On one side of the room was a large pane of black glass. One-way mirror — obvious. He couldn't see them, but they were watching. He felt it.
An alias, probably. Maxwell didn't sound real.
"Where are my friends?" he asked suddenly, throat tight.
"What about them?"
"Are they… somehow alive?"
A beat of silence.
"No," Maxwell answered. "While you were closest to the explosion, Lieutenant Garcia saw something fishy and pushed you out of the blast zone at the last second. A true hero move."
The voice dropped slightly.
"It cost him his life. But not to worry — their deaths were swift and painless."
Pete's jaw tightened.
"I… I see," he said softly, mind reeling.
Another voice cut in — feminine this time, but equally distorted. High-pitched and playful, but tinged with something darker beneath the static.
"Yes," she chimed, "though you were grievously injured, you did survive. Much like a cockroach." She giggled.

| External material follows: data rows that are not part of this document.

PR #7388, opened 2021-06-29
Add flag for printing full stack names

svangordon-fruit:
# Description

Add a global flag, `--full-name`, that will print the fully qualified stack name, instead of possibly eliding the org or project name.

### Output before:
```
❯ pulumi stack --show-name
full-name-test
```
### Output after:
```
❯ pulumi stack --show-name --full-name
fooOrg/barProject/full-name-test
```

Fixes # (issue)

## Checklist

I wasn't able to find tests that exercise the `pulumi stack --show-name` command with a service backend, but I've included a unit test for `cloudBackendReference.String()` 

### DIFF
--- a/CHANGELOG_PENDING.md
+++ b/CHANGELOG_PENDING.md
@@ -12,7 +12,7 @@
 - [sdk/go] - Add preliminary support for unmarshaling plain arrays and maps of output values.
   [#7369](https://github.com/pulumi/pulumi/pull/7369)
 
-- [cli] - Add global flag to print fully qualified stack names.
+- [cli] - Add global flag to print fully qualified stack names. [#7388](https://github.com/pulumi/pulumi/pull/7388)
 
 ### Bug Fixes
 
--- a/CHANGELOG_PENDING.md
+++ b/CHANGELOG_PENDING.md
@@ -12,6 +12,8 @@
 - [sdk/go] - Add preliminary support for unmarshaling plain arrays and maps of output values.
   [#7369](https://github.com/pulumi/pulumi/pull/7369)
 
+- [cli] - Add global flag to print fully qualified stack names.
+
 ### Bug Fixes
 
 - [sdk/dotnet] - Fix swallowed nested exceptions with inline program, so they correctly bubble to the consumer.
--- a/pkg/cmd/pulumi/pulumi.go
+++ b/pkg/cmd/pulumi/pulumi.go
@@ -180,6 +180,8 @@ func NewPulumiCmd() *cobra.Command {
 		"Enable verbose logging (e.g., v=3); anything >3 is very verbose")
 	cmd.PersistentFlags().StringVar(
 		&color, "color", "auto", "Colorize output. Choices are: always, never, raw, auto")
+	cmd.PersistentFlags().BoolVar(&httpstate.PrintFullStackNames, "full-name", false,
+		"Print fully qualified stack names")
 
 	// Common commands:
 	//     - Getting Started Commands:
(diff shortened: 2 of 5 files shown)


CHANGELOG_PENDING.md
```diff
@@ -12,6 +12,8 @@
 - [sdk/go] - Add preliminary support for unmarshaling plain arrays and maps of output values.
   [#7369](https://github.com/pulumi/pulumi/pull/7369)
 
+- [cli] - Add global flag to print fully qualified stack names.
```
lukehoban, line 15:
```suggestion
- [cli] - Add global flag to print fully qualified stack names. [#7388](https://github.com/pulumi/pulumi/pull/7388)
```

pkg/cmd/pulumi/pulumi.go
```diff
@@ -180,6 +180,8 @@ func NewPulumiCmd() *cobra.Command {
 		"Enable verbose logging (e.g., v=3); anything >3 is very verbose")
 	cmd.PersistentFlags().StringVar(
 		&color, "color", "auto", "Colorize output. Choices are: always, never, raw, auto")
+	cmd.PersistentFlags().BoolVar(&httpstate.PrintFullStackNames, "full-name", false,
```
lukehoban, line 183: I don't think we'll want to couple this flag directly into global state in the `httpstate` module.  Some more notes in summary, but would love to find a way to scope this a bit more if possible.

lukehoban (commented):
> `pulumi stack --show-name`

Is this the only place this change is intended to change behaviour? Or does this stack display aim to impact how stacks are rendered elsewhere?

Due to the issues noted below on coupling this flag to global state in the `httpstate` module, I'm inclined to see if we can just make this new behaviour the default.  I'm unsure exactly what set of things will be impacted by that though. 

If we can't make this the default, my inclination would be to enable this behind an environment variable instead of a flag, to avoid having to thread that flag all the way through the backend interfaces.  

If the only place we *want* to change the behaviour is in `pulumi stack`, is there a way to scope the fix here to just that function - instead of having to plumb through to full backend interface (just pass this as an option to a single backend function?)

svangordon-fruit:
@lukehoban I believe that we could make this behavior the default, and it wouldn't break anything w/in the client. If anyone has written external tooling that assumes that `pulumi stack ls` is outputting names in a specific format, it would break that tooling. Also, I'm not sure if you have any thoughts about developer experience for the wider Pulumi community -- making that the default would help me, but I'm not sure if it would make things better or worse for everyone else.

pgavlin:
I think that scoping this without using some sort of package-global state is likely to require some refactoring. That refactoring might be a good thing, ultimately: it's always bothered me that we call `CurrentUser` (which can perform network I/O!) from within `String`, where we have no opportunity to fail, cancel, etc.

> If the only place we want to change the behaviour is in pulumi stack, is there a way to scope the fix here to just that function - instead of having to plumb through to full backend interface (just pass this as an option to a single backend function?)

One way we could achieve this and make some progress towards the refactoring mentioned above:

- Move the current implementation of `String` to a function like `DisplayName(ctx context.Context, abbreviate bool) (string, error)`
- Have `String` call `DisplayName(context.Background(), true)`

Callers of `DisplayName` would then be able to control the format of the returned name. Eventually, we would want to move all callers of `String` to use `DisplayName` and pass flags as appropriate.

lunaris:
Apologies; I didn't spot this when I implemented #15857 -- the `-Q` or `--fully-qualify-stack-names` flag should cover this use case :smile:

"Huh. Maybe we should've spliced you with one."
Pete blinked.
"I'm sorry, what?"
"Oh, nothing you should worry about, Mr. Castro," the man replied this time. "All in a days work."
"Nothing I should be worried about?" Pete snapped, standing now, fists clenched. "With all due respect — I'm supposed to be dead, and yet here I am. No injuries. No explanations. In a strange white cell talking to faceless voices who won't even use their real ones, and you think I shouldn't be worried?"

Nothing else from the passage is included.